To keep track of the value of a variable as your program executes, set a watch on the variable.

Place the insertion point inside the loop. In the Watch window, click the plus sign and in the text box, type word, which is the name of the loop variable. Now view the Watch window as you step through the loop.
To quickly view the value of any variable while execution is paused on a breakpoint, you can hover over it with the mouse pointer.

C/C++ configurations

If you want more control over the C/C++ extension, you can create a c_cpp_properties.json file, which will allow you to change settings such as the path to the compiler, include paths, C++ standard (default is C++17), and more.

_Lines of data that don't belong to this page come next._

PR #374, opened 2020-10-02
Removed Usage and examples from README

nicolasmondada:
Removed Usage and examples from README


pmcb55 (approved):
LGTM (this is fine, but we should probably create a ticket to add simple docs on how to run the new Test Demo App). Also, you should edit the PR template before creating the PR itself!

You can view the C/C++ configuration UI by running the command C/C++: Edit Configurations (UI) from the Command Palette (⇧⌘P (Windows, Linux Ctrl+Shift+P)).

This opens the C/C++ Configurations page. When you make changes here, VS Code writes them to a file called c_cpp_properties.json in the .vscode folder.

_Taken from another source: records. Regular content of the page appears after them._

PR #375, opened 2020-10-02
Fix/authorization headers

NSeydoux:
This PR fixes a bug where the Authorization headers are added correctly  in the test environment, but not in the production one. Due to the nature of the bug, it's hard to test for non-regression. Not being quite sure of what's going on, I created a dedicated branch (https://github.com/inrupt/solid-client-authn-js/tree/debug/wtf-headers) so that we can take a closer look at the issue without blocking this PR.

### DIFF
--- a/CHANGELOG.md
+++ b/CHANGELOG.md
@@ -9,6 +9,10 @@ This project adheres to [Semantic Versioning](http://semver.org/spec/v2.0.0.html
 
 ### New features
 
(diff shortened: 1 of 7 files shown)


pmcb55 (approved):
LGTM - looks a good bit cleaner, although I don't know the 'difference' other than that (i.e. I don't see where the bug was either!).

You only need to modify the Include path setting if your program includes header files that are not in your workspace or in the standard library path.

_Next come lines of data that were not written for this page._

PR #388, opened 2020-10-06
Failed registration response processing

NSeydoux:
This commit introduces cleaner error management when client registration fails.

# Checklist

### DIFF
--- a/packages/browser/__tests__/login/oidc/ClientRegistrar.spec.ts
+++ b/packages/browser/__tests__/login/oidc/ClientRegistrar.spec.ts
@@ -150,7 +150,7 @@ describe("ClientRegistrar", () => {
     it("handles a failure to dynamically register elegantly", async () => {
       const mockFetch = jest.fn().mockResolvedValueOnce(
         /* eslint-disable @typescript-eslint/camelcase */
-        (new NodeResponse("bad stuff that's an error", {
+        (new NodeResponse('{"error":"bad stuff that\'s an error"}', {
           status: 400,
         }) as unknown) as Response
         /* eslint-enable @typescript-eslint/camelcase */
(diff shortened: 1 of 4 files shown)


jest.config.js
```diff
@@ -1,7 +1,7 @@
 module.exports = {
   roots: ["<rootDir>"],
   clearMocks: true,
-  testMatch: ["**/__tests__/**/?(*.)+(spec|test).+(ts|tsx|js)"],
+  testMatch: ["**/(__tests__|src)/**/?(*.)+(spec|test).+(ts|tsx|js)"],
```
pmcb55, line 4: Does this mean we now have a mish-mash of tests in both the `___tests__` directory and the `src` directory...?

packages/browser/__tests__/login/oidc/ClientRegistrar.spec.ts
```diff
@@ -48,33 +48,20 @@ describe("ClientRegistrar", () => {
...
         (new NodeResponse(
           JSON.stringify({
             client_id: "abcd",
             client_secret: "1234",
+            redirect_uris: ["https://example.com"],
           })
         ) as unknown) as Response
         /* eslint-enable @typescript-eslint/camelcase */
       );
+      const savedFetch = global.fetch;
```
pmcb55, line 63: This looks a tad scary (i.e. if this tests fails after doing this). Should this be a `try { } finally { /* Restore global fetch...*/ }` ...?

pmcb55 (approved):
LGTM (I tried to comment in a few places about delimiting vars in error messages (using '[' and ']'), but it complains about the diff being out-of-date).

jest.config.js
NSeydoux: That's correct: since one of the test file did not exist, I added it along the source code rather than in the `__tests__` folder.

packages/browser/__tests__/login/oidc/ClientRegistrar.spec.ts
NSeydoux: Actually, I realized that we'd never want `global.fetch` to be called in our tests before being mocked first, so in 1bd4e8d120e1fa5d1b67904fcc11a92648f39c2d I cleaned up all the saving and restoring of `global.fetch`. It should only ever be replaced by the mock which is relevant in the current test.

PR #239, opened 2020-05-18
Merge dev-v2.4 into release-v2.4 to bump k3s version

davidnuzik:
Request to merge dev-v2.4 branch into release-v2.4 branch. This bumps the k3s version from v1.17.4+k3s1 stable to v1.17.5+k3s1 stable.

Testing has already been completed and passed when testing the change in my fork (full test suite) and in dev-v2.4 in Rancher 2.4.3 (smoke test). We anticipate no issues with this change in production release-v2.4 branch.


davidnuzik:
@deniseschannon we should be good to go now. Reference https://github.com/rancher/kontainer-driver-metadata/pull/240#issuecomment-630505173 to see my comment on smoke testing and the PR with the changes we discussed in Slack today.

Further, we tested proper earlier. When that testing was done we tested multi-node k3s clusters and drain options and such and that went well. We did NOT test this specific change but it should be the same thing. We tested v1.17.4 upgrades earlier and v1.17.5 upgrades. I think we are good on the QA side.

Let me know if you have any questions.

davidnuzik:
Smoke test in R 2.4.3 looks good.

Visual Studio Code places these settings in .vscode/c_cpp_properties.json. If you open that file directly, it should look something like this:

Reusing your C++ configuration

VS Code is now configured to use gcc on Linux. The configuration applies to the current workspace. To reuse the configuration, just copy the JSON files to a .vscode folder in a new project folder (workspace) and change the names of the source file(s) and executable as needed.

Troubleshooting

Compiler and linking errors

The most common cause of errors (such as undefined _main, or attempting to link with file built for unknown-unsupported file format, and so on) occurs when helloworld.cpp is not the active file when you start a build or start debugging. This is because the compiler is trying to compile something that isn't source code, like your launch.json, tasks.json, or c_cpp_properties.json file.

Next steps

Explore the VS Code User Guide.
Review the Overview of the C++ extension.
Create a new workspace, copy your .json files to it, adjust the necessary settings for the new workspace path, program name, and so on, and start coding!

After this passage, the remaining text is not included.